● Material for this task:
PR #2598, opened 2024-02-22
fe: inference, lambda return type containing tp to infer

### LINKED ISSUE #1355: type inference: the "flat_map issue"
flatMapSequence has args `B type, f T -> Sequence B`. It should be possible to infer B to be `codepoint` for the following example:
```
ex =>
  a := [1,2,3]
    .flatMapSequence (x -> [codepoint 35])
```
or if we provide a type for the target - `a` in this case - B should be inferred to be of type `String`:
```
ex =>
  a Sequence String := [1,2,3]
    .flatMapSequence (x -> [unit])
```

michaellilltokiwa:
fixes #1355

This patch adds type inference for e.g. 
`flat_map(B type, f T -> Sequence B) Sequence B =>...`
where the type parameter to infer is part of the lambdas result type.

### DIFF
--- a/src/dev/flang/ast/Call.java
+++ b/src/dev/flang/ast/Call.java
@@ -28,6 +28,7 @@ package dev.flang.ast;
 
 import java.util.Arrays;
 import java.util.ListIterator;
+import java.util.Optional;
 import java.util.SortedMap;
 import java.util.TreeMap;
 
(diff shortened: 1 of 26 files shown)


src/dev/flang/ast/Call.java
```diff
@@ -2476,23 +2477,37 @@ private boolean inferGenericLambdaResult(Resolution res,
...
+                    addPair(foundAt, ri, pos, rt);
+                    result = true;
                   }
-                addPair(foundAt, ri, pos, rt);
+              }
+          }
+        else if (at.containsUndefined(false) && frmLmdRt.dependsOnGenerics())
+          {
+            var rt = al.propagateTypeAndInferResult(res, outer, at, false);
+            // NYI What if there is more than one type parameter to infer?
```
---
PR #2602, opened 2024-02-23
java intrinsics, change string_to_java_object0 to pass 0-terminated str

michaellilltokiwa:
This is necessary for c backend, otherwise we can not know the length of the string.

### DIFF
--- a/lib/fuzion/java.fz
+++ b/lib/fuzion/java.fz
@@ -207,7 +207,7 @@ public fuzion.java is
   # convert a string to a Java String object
==
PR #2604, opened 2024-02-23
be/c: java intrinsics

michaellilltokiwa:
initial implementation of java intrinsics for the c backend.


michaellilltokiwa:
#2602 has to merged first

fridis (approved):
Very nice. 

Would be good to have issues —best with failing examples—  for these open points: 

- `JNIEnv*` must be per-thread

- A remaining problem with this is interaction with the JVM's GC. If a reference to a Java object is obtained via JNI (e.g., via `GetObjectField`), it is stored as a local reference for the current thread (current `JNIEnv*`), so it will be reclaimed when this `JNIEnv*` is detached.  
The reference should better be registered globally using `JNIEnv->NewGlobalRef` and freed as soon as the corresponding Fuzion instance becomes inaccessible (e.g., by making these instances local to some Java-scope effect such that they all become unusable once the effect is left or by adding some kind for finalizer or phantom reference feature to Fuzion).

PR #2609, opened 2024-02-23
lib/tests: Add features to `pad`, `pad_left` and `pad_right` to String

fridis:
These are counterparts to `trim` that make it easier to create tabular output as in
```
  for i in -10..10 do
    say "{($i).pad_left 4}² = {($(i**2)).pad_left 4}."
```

● Your task: Begin at the line above that has "PR #2598, opened 2024-02-22" and stop after the line that has "-28,6 +28,7 @@ package dev.flang.ast;", copying each line exactly and adding nothing else.

● Answer space:
PR #2598, opened 2024-02-22
fe: inference, lambda return type containing tp to infer

### LINKED ISSUE #1355: type inference: the "flat_map issue"
flatMapSequence has args `B type, f T -> Sequence B`. It should be possible to infer B to be `codepoint` for the following example:
```
ex =>
  a := [1,2,3]
    .flatMapSequence (x -> [codepoint 35])
```
or if we provide a type for the target - `a` in this case - B should be inferred to be of type `String`:
```
ex =>
  a Sequence String := [1,2,3]
    .flatMapSequence (x -> [unit])
```

michaellilltokiwa:
fixes #1355

This patch adds type inference for e.g. 
`flat_map(B type, f T -> Sequence B) Sequence B =>...`
where the type parameter to infer is part of the lambdas result type.

### DIFF
--- a/src/dev/flang/ast/Call.java
+++ b/src/dev/flang/ast/Call.java
@@ -28,6 +28,7 @@ package dev.flang.ast;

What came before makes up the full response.